AMD Releases ROCm 6.3 Including Vision Libraries, Multi-Node FFT, SGLang, and the Fortran Compiler
A redesigned FlashAttention-2 for optimal AI training and inference, the addition of multi-node Fast Fourier Transform (FFT), a new Fortran compiler, improved computer vision libraries like rocDecode, rocJPEG, and rocAL, and SGLang integration for accelerated AI inferencing are just a few of the new features and optimizations included in AMD’s latest ROCm 6.3 version.

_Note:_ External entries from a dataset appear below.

PR #172, opened 2023-05-24
Add support for left padding

danieldk:
## Description

Left-padding is not strictly needed for transformer models, since the attention mask determines what tokens are attended to. However, left-padded sequences are slightly easier to reason about/debug in generation, since the input tokens immediately precede the generated tokens.

### Types of change

Feature

## Checklist

### DIFF
--- a/curated_transformers/tokenization/tokenizer.py
+++ b/curated_transformers/tokenization/tokenizer.py
@@ -2,6 +2,7 @@ from typing import Iterable, List, Optional, TypeVar, Union
 from abc import ABC, abstractmethod
 from dataclasses import dataclass
 import torch
+from torch import Tensor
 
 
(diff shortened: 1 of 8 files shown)


shadeMe (approved):

curated_transformers/tokenization/tokenizer.py
```diff
@@ -13,25 +14,46 @@ class PiecesWithIds:
     ids: List[List[int]]
     pieces: List[List[str]]
 
-    @property
-    def attention_mask(self):
-        """CPU tensor with attention masks.
+    def attention_mask(self, pad_left: bool = False) -> Tensor:
```
shadeMe, line 17:
```suggestion
    def attention_mask(self, *, pad_left: bool = False) -> Tensor:
```

PR #173, opened 2023-05-24
Allow more fine-grained control over tokenizer input

danieldk:
## Description

Before this change, tokenizers took `List[str]` is their input. However, this is not ideal in some cases. For instance in many LLMs we have to provide a model with special pieces to signal e.g. the start/end of a prompt. To serve these use cases, this change allows more fine-grained control over the input.

Besides supporting `List[str]`, the tokenizers now also support `List[InputChunks]`. `InputChunks` is a list-derived data structure that can contain one of two types of chunks:

* `TextChunk`: this is a regular piece of text that should be tokenized.
* `SpecialPieceChunk`: this type of chunk stores a single piece that should be looked up in directly in the vocabulary. Additionally, it can have strings to be appended/prepended to the preceding/succeeding text chunks.

The tokenizer normalizes these chunks by merging consecutive text chunks and adding the strings specified in special piece chunks. After this merge step, it processes the chunks.

Since we can have special pieces in the input with this change, begin/end of sequence markers can now be added safely in the pre-encoders.

In order to test the use of special piece chunks in the input, the GPT-NeoX tokenizer is updated to include special pieces in the vocabulary. We may eventually want to do this for other types of tokenizers as well.

### Types of change

Feature

## Checklist

### DIFF
--- a/curated_transformers/tokenization/bbpe_tokenizer.py
+++ b/curated_transformers/tokenization/bbpe_tokenizer.py
@@ -1,6 +1,11 @@
 from typing import Iterable, List
 from curated_tokenizers import ByteBPEProcessor
 
+from curated_transformers.tokenization.chunks import (
+    MergedInputChunks,
+    MergedSpecialPieceChunk,
+)
+
 from .tokenizer import PiecesWithIds, Tokenizer
 
 
@@ -22,22 +27,30 @@ class ByteBPETokenizer(Tokenizer):
     def _decode(self, input: Iterable[Iterable[int]]) -> List[str]:
         return [self.processor.decode_from_ids(ids) for ids in input]
 
-    def _encode(self, input: Iterable[str]) -> PiecesWithIds:
+    def _encode(self, input: Iterable[MergedInputChunks]) -> PiecesWithIds:
         ids = []
         pieces = []
 
-        for text in input:
-            text_ids = []
-            text_pieces = []
+        for seq in input:
+            seq_ids = []
+            seq_pieces = []
 
-            for idx, token in enumerate(text.split(" ")):
-                if idx != 0:
-                    token = " " + token
-                token_ids, token_pieces = self.processor.encode(token)
-                text_ids.extend(token_ids)
-                text_pieces.extend(token_pieces)
+            for chunk in seq:
+                if isinstance(chunk, MergedSpecialPieceChunk):
+                    piece_id = self.processor.piece_id(chunk.piece)
+                    if piece_id is None:
+                        raise ValueError(f"Unknown special piece: {chunk.piece}")
+                    seq_ids.append(piece_id)
+                    seq_pieces.append(chunk.piece)
+                else:
+                    for idx, token in enumerate(chunk.text.split(" ")):
+                        if idx != 0:
+                            token = " " + token
+                        token_ids, token_pieces = self.processor.encode(token)
+                        seq_ids.extend(token_ids)
+                        seq_pieces.extend(token_pieces)
 
-            ids.append(text_ids)
-            pieces.append(text_pieces)
+            ids.append(seq_ids)
+            pieces.append(seq_pieces)
 
         return PiecesWithIds(ids=ids, pieces=pieces)
--- a/curated_transformers/tokenization/chunks.py
+++ b/curated_transformers/tokenization/chunks.py
@@ -80,7 +80,7 @@ class InputChunks(List[ChunkT]):
                     new_chunks[-1].text += chunk.text  # type: ignore[union-attr]
                 else:
                     new_chunks.append(dataclasses.replace(chunk))
-            else:
+            elif isinstance(chunk, SpecialPieceChunk):
                 if chunk.before:
                     if last_is_text:
                         new_chunks[-1].text += chunk.before  # type: ignore[union-attr]
@@ -89,5 +89,7 @@ class InputChunks(List[ChunkT]):
                 new_chunks.append(MergedSpecialPieceChunk(chunk.piece))
                 if chunk.after:
                     new_chunks.append(TextChunk(chunk.after))
+            else:
+                raise ValueError(f"Unknown chunk type: {type(chunk).__name__}")
 
         return new_chunks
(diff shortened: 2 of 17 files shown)


danieldk:
> Looks like I am relying on features that are too now, I'll check if there is an easy fix.

`typing` saves the day.

curated_transformers/tokenization/chunks.py
```diff
@@ -0,0 +1,93 @@
...
+        """
+        new_chunks = MergedInputChunks()
+        for chunk in self:
+            last_is_text = new_chunks and isinstance(new_chunks[-1], TextChunk)
+            if isinstance(chunk, TextChunk):
+                if last_is_text:
+                    new_chunks[-1].text += chunk.text  # type: ignore[union-attr]
+                else:
+                    new_chunks.append(dataclasses.replace(chunk))
+            else:
```
shadeMe, line 83: It'd be a good idea to do a `all((isinstance(x, (SpecialPieceChunk, TextChunk) for x in self))` at the beginning to check if all the elements are of the expected type(s).

curated_transformers/tokenization/roberta_tokenizer.py
```diff
@@ -4,9 +4,10 @@
 from pathlib import Path
 
 from .bbpe_tokenizer import ByteBPETokenizer
+from .chunks import InputChunks, SpecialPieceChunk, TextChunk
```
shadeMe, line 7:
```suggestion
```

curated_transformers/tokenization/roberta_tokenizer.py
```diff
@@ -4,9 +4,10 @@
...
 from .hf_hub import FromPretrainedHFTokenizer
-from .tokenizer import PiecesWithIds, PostEncoder, PreDecoder
-from .util import remove_pieces_from_sequence, add_bos_eos_to_encoding
+from .tokenizer import AddBosEosPreEncoder, PreEncoder, PreDecoder
```
shadeMe, line 9:
```suggestion
from .tokenizer import AddBosEosPreEncoder, PreDecoder
```

curated_transformers/tokenization/gpt_neox_tokenizer.py
```diff
@@ -39,7 +39,11 @@ def convert_hf_tokenizer(cls: Type[Self], tokenizer: Any) -> Self:
         deserialized = json.loads(serialized)
         vocab_merges = deserialized["model"]
         merges = [tuple(merge.split(" ")) for merge in vocab_merges["merges"]]
-        processor = ByteBPEProcessor(vocab_merges["vocab"], merges)
+        vocab = vocab_merges["vocab"]
```
shadeMe, line 42: Don't we need to add this logic to other `ByteBPETokenizer` subclasses as well?

curated_transformers/tokenization/bbpe_tokenizer.py
```diff
@@ -22,22 +27,30 @@ def __init__(
...
-                text_pieces.extend(token_pieces)
-
-            ids.append(text_ids)
-            pieces.append(text_pieces)
+        for seq in input:
+            seq_ids = []
+            seq_pieces = []
+
+            for chunk in seq:
+                if isinstance(chunk, MergedSpecialPieceChunk):
```
shadeMe, line 39: Do we want to add validate the iterable's elements' type here (and in other tokenizers) as well?

docs/source/tokenizers.rst
```diff
@@ -1,6 +1,30 @@
 Tokenization
 ============
 
+Tokenizer inputs
+----------------
+
+Each tokenizer accepts a ``List[str]`` or a ``List[InputChunks]``. In
+most cases passing a list of strings suffices. However passing
```
shadeMe, line 8:
```suggestion
most cases, passing a list of strings should suffice. However, passing
```

docs/source/tokenizers.rst
```diff
@@ -1,6 +1,30 @@
...
+:class:`.InputChunks` can be useful when adding special pieces to the input is
+required.
```
shadeMe, line 10:
```suggestion
:class:`.InputChunks` can be useful when special pieces need to be added
to the input.
```

docs/source/tokenizers.rst
```diff
@@ -1,6 +1,30 @@
...
+
+When the tokenizer is called with a list of strings, each string is
+automatically converted to a :class:`.TextChunk`, which represents a text chunk
+that should be tokenized. The other type of supported chunk is the
+:class:`.SpecialPieceChunk`. The piece stored by this type of chunk is not
+tokenized, but looked up directly.
```
shadeMe, line 16:
```suggestion
:class:`.SpecialPieceChunk`. The piece stored by this type of chunk is not
tokenized but looked up directly.
```

curated_transformers/tokenization/chunks.py
```diff
@@ -0,0 +1,93 @@
...
+        in special piece chunks.
+        """
+        new_chunks = MergedInputChunks()
+        for chunk in self:
+            last_is_text = new_chunks and isinstance(new_chunks[-1], TextChunk)
+            if isinstance(chunk, TextChunk):
+                if last_is_text:
+                    new_chunks[-1].text += chunk.text  # type: ignore[union-attr]
+                else:
+                    new_chunks.append(dataclasses.replace(chunk))
```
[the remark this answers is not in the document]
danieldk: Yeah, that's apparently the standard way to copy with `dataclasses`, but it's quite handy, you can optionally add replacements as kwargs.

curated_transformers/tokenization/gpt_neox_tokenizer.py
danieldk: Definitely. I want to do this in a follow up PR, where we also switch to `tokenizer.json` for the non-sentencepiece tokenizers.

curated_transformers/tokenization/bbpe_tokenizer.py
shadeMe: Ah, right. That's true.

shadeMe (approved):

PR #176, opened 2023-05-24
Load pre-trained models from HF Hub without unnecessary allocations

shadeMe:
## Description

This PR prevents the default initialization of models whose parameters will be replaced with those from HuggingFace Hub immediately. Furthermore, the loading of the serialized weights is performed in a zero-copy fashion when possible.

### Types of change

Enhancement

## Checklist

### DIFF
--- a/curated_transformers/models/embeddings.py
+++ b/curated_transformers/models/embeddings.py
@@ -74,7 +74,7 @@ class RotaryEmbeddings(Module):
 
         # Ignore allocations on the meta device as we don't persist our buffer,
         # i.e., we don't expect the backing tensor to be replaced with pretrained weights.
-        if device.type == "meta":
+        if device is not None and device.type == "meta":
             device = None
         # Θ_i = 10000^(-2(i-1)/d)
         theta = torch.pow(
--- a/curated_transformers/models/embeddings.py
+++ b/curated_transformers/models/embeddings.py
@@ -72,6 +72,10 @@ class RotaryEmbeddings(Module):
         if width % 2:
             raise ValueError(f"Width of rotary embeddings must be even, was: {width}")
 
+        # Ignore allocations on the meta device as we don't persist our buffer,
+        # i.e., we don't expect the backing tensor to be replaced with pretrained weights.
+        if device == torch.device("meta"):
+            device = None
         # Θ_i = 10000^(-2(i-1)/d)
         theta = torch.pow(
             base, -torch.arange(0, width, 2, dtype=torch.float, device=device) / width
--- a/curated_transformers/models/embeddings.py
+++ b/curated_transformers/models/embeddings.py
@@ -7,13 +7,22 @@ from torch.nn import Module
 
 # https://pytorch.org/tutorials/beginner/transformer_tutorial.html
 class SinusoidalPositionalEmbedding(Module):
-    def __init__(self, dim: int, max_len: int, *, normalize=True):
+    def __init__(
+        self,
+        dim: int,
+        max_len: int,
+        *,
+        normalize=True,
+        device: Optional[torch.device] = None,
+    ):
         super().__init__()
 
-        position = torch.arange(max_len).unsqueeze(1)
-        div_term = torch.exp(torch.arange(0, dim, 2) * (-math.log(10000.0) / dim))
+        position = torch.arange(max_len, device=device).unsqueeze(1)
+        div_term = torch.exp(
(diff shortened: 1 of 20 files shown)


curated_transformers/models/embeddings.py
```diff
@@ -48,14 +64,22 @@ def __init__(self, width: int, *, seq_len: int = 512, base: int = 10000):
...
+        :param device: Device on which the module is to be initialized.
+        """
         super().__init__()
 
         if width % 2:
             raise ValueError(f"Width of rotary embeddings must be even, was: {width}")
 
+        # Ignore allocations on the meta device as we don't persist our buffer,
+        # i.e., we don't expect the backing tensor to be replaced with pretrained weights.
+        if device == torch.device("meta"):
```
danieldk, line 77:
```suggestion
        if device.type == "meta":
```

curated_transformers/models/loading_util.py
```diff
@@ -0,0 +1,105 @@
...
+
+    size_mismatch_msg = (
+        "Expected the size of the replacement for `{}` to be {}, but got {}"
+    )
+
+    if is_parameter:
+        old_param = module._parameters[tensor_name]
+        assert old_param is not None
+        if old_param.shape != tensor.shape:
+            raise ValueError(
```
danieldk, line 38: Do we also need to check that the dtype matches?

curated_transformers/models/loading_util.py
```diff
@@ -0,0 +1,105 @@
...
+                size_mismatch_msg.format(tensor_name, old_param.shape, tensor.shape)
+            )
+        new_param = Parameter(tensor, requires_grad=old_param.requires_grad)
+        module._parameters[tensor_name] = new_param
+    else:
+        old_buffer = module._buffers[tensor_name]
+        assert old_buffer is not None
+        if old_buffer.shape != tensor.shape:
```
danieldk, line 46: Same here (dtype).

curated_transformers/models/loading_util.py
```diff
@@ -0,0 +1,105 @@
...
+                raise ValueError(f"Key `{name}` not found in module `{prefix}`")
+            replacement = state_dict[key]
+            _emplace_module_tensor(module, name, replacement, device=device)
+
+    def traverse(module: Module, state_dict: Mapping[str, torch.Tensor], prefix: str):
+        emplace(module, state_dict, prefix)
+
+        for name, child in module._modules.items():
+            if child is not None:
+                child_prefix = prefix + name + "."
```
danieldk, line 97:
```suggestion
                child_prefix = f"{prefix}{name}."
```

curated_transformers/models/loading_util.py
```diff
@@ -0,0 +1,105 @@
...
+                child_state_dict = {
+                    k: v for k, v in state_dict.items() if k.startswith(child_prefix)
+                }
+                traverse(child, child_state_dict, child_prefix)
+
+    traverse(module, state_dict, "")
+    del traverse
+    del emplace
```
danieldk, line 105: Why are these needed? I could understand the deletion of `emplace` immediately after the `emplace` call (to avoid keeping it in memory while traversing, but doesn't do the interpreter the necessary analysis?)

danieldk (commented):
Only some small comments/questions.

curated_transformers/models/loading_util.py
shadeMe: Good question. It's probably a good idea, but once implement quantized weight loading, the types won't match anyway. So, I think we can dispense with it?

curated_transformers/models/loading_util.py
shadeMe: I was just following [what `Module.load_state_dict` does](https://pytorch.org/docs/stable/_modules/torch/nn/modules/module.html#Module.load_state_dict), to be honest. I assumed it was to make sure that the `state_dict` wouldn't stick around, but it wouldn't make a difference in our case.

curated_transformers/models/loading_util.py
shadeMe: Added the check.

curated_transformers/models/loading_util.py
shadeMe: Rewrote the function to use a queue instead (and added some extra sanity checks).

danieldk (approved):

curated_transformers/models/loading_util.py
danieldk: Much nicer!

PR #181, opened 2023-06-05
Add support for normalization in `Tokenizer`

shadeMe:
## Description

Also fix a bug where the incorrect key was being used to fetch the `strip_accents` value from the BERT tokenizer's JSON config.

### Types of change

Enhancement

## Checklist

### DIFF
--- a/curated_transformers/tokenization/tokenizer.py
+++ b/curated_transformers/tokenization/tokenizer.py
@@ -3,6 +3,7 @@ from abc import ABC, abstractmethod
 from dataclasses import dataclass
 import torch
 from torch import Tensor
+import unicodedata
 
 from .chunks import InputChunks, MergedInputChunks, SpecialPieceChunk, TextChunk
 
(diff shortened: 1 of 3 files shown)


curated_transformers/tokenization/tokenizer.py
```diff
@@ -205,3 +217,51 @@ def __call__(self, chunks: Iterable[InputChunks]) -> List[InputChunks]:
...
+
+class DefaultNormalizer(Normalizer):
+    """
+    Performs normalization operations on input chunks before encoding.
+    """
+
+    def __init__(
+        self,
+        *,
+        utf_normalization: Optional[str] = None,
```
danieldk, line 230: Since there are only four forms, maybe we want an enum? If not, we should maybe enumerate the options in the docs.

danieldk (commented):
One small question/comment.

danieldk (approved):

PR #183, opened 2023-06-06
Validate tokenizer input chunks

shadeMe:
## Description

Validate input chunks passed to the tokenizer to idenfity invalid special tokens and prevent special tokens being passed in text chunks.

### Types of change

Enhancement

## Checklist

### DIFF
--- a/curated_transformers/tokenization/tokenizer.py
+++ b/curated_transformers/tokenization/tokenizer.py
@@ -1,5 +1,6 @@
 from typing import Iterable, List, Optional, Set, TypeVar, Union
 from abc import ABC, abstractmethod
+from ahocorasick import Automaton
 from dataclasses import dataclass
 import re
 import torch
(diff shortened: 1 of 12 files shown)


curated_transformers/tokenization/tokenizer.py
```diff
@@ -162,6 +171,43 @@ def _convert_strings(
             for seq in input
         ]
 
+    def _validate_chunks(self, input: List[InputChunks]):
+        if self._any_special_tokens_regex is None:
+            special_tokens = self._special_tokens()
+            if len(special_tokens) == 0:
+                return
+            pattern = "|".join(
```
danieldk, line 179: I think we should use Aho-Corasick here. Much faster than non-regular language 'regular expressions` implementation and no special escaping needed:

https://pypi.org/project/pyahocorasick/

shadeMe:
Closing this as discussed internally. We'll instead modify the tokenizer vocabs to not include special tokens/pieces.

PR #185, opened 2023-06-07
`StringGenerator`: decode all output ids at once

danieldk:
## Description

`Generator` returns an iterator, allowing the piece identifiers to be generated incrementally. Similarly, `StringGenerator` also returned an iterator, converting the piece identifiers to pieces. However, the string decoding used for this can fail since not every piece identifier represents a valid UTF-8 string by itself. For example, the byte BPE encoder uses bytes as the smallest unit, and a single byte can represent a UTF-8 initial or continuation byte. Attempting to convert such a byte to a string will be invalid.

Another issue is that potential decoding pre/post-processors may expect to see the full sequence.

This change addresses this shortcoming by accumulating the piece identifiers in `StringGenerator` and only decoding the piece identifiers once all sequences are done generating.

We might want to bring back incremental string generation in the future, but we need to extend the tokenizers to support this properly.

### Types of change

Bugfix

## Checklist

### DIFF
--- a/curated_transformers/tests/generation/test_dolly_v2.py
+++ b/curated_transformers/tests/generation/test_dolly_v2.py
@@ -1,19 +1,9 @@
-from typing import Iterator, List, Tuple
 import pytest
 import torch
 
 from curated_transformers.generation.dolly_v2 import DollyV2Generator
 
 from ..conftest import GPU_TESTS_ENABLED
-
-
-def _collect_pieces(generator: Iterator[List[Tuple[int, str]]], n: int) -> List[str]:
-    pieces = [[] for _ in range(n)]
-    for step_pieces in generator:
-        for seq_id, piece in step_pieces:
-            pieces[seq_id].append(piece)
-
-    return ["".join(answer) for answer in pieces]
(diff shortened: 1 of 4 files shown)


curated_transformers/tests/generation/test_dolly_v2.py
```diff
@@ -27,7 +17,8 @@ def test_generate_deterministic():
         "What is the Rust programming language?",
         "What is spaCy?",
     ]
-    assert _collect_pieces(generator(prompts), len(prompts)) == [
+    print(generator(prompts))
```
shadeMe, line 20: `stdout` is captured by default, so this shouldn't affect `pytest` output, but I wanted to flag this just in case it's a debug statement.

shadeMe (approved):
I like the new, simpler API! 🎉

curated_transformers/tests/generation/test_dolly_v2.py
danieldk: Thanks! Yeah, these were debug statements, removed.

AMD claims that the SGLang runtime, which is now supported by ROCm 6.3, is specifically designed to optimize inference on models such as LLMs and VLMs on AMD Instinct GPUs. Python integration and pre-configured ROCm Docker containers promise 6x faster throughput and much simpler use.A new AMD Fortran compiler with direct GPU offloading, backward compatibility, and integration with HIP Kernels and ROCm libraries, a new multi-node FFT support in rocFFT that simplifies multi-node scaling and improves scalability, and improved computer vision libraries, rocDecode, rocJPEG, and rocAL, for AV1 codec support, GPU-accelerated JPEG decoding, and better audio augmentation are some of the additional transformer optimizations brought about by AMD ROCm 6.3.
In addition to continuing to embrace the open-source philosophy and adapt to developer needs, AMD was pleased to observe that ROCm 6.3 continues to “deliver cutting-edge tools to simplify development while driving better performance and scalability for AI and HPC workloads.” Additional information is available on the AMD ROCm Blogs or the ROCm Documentation Hub.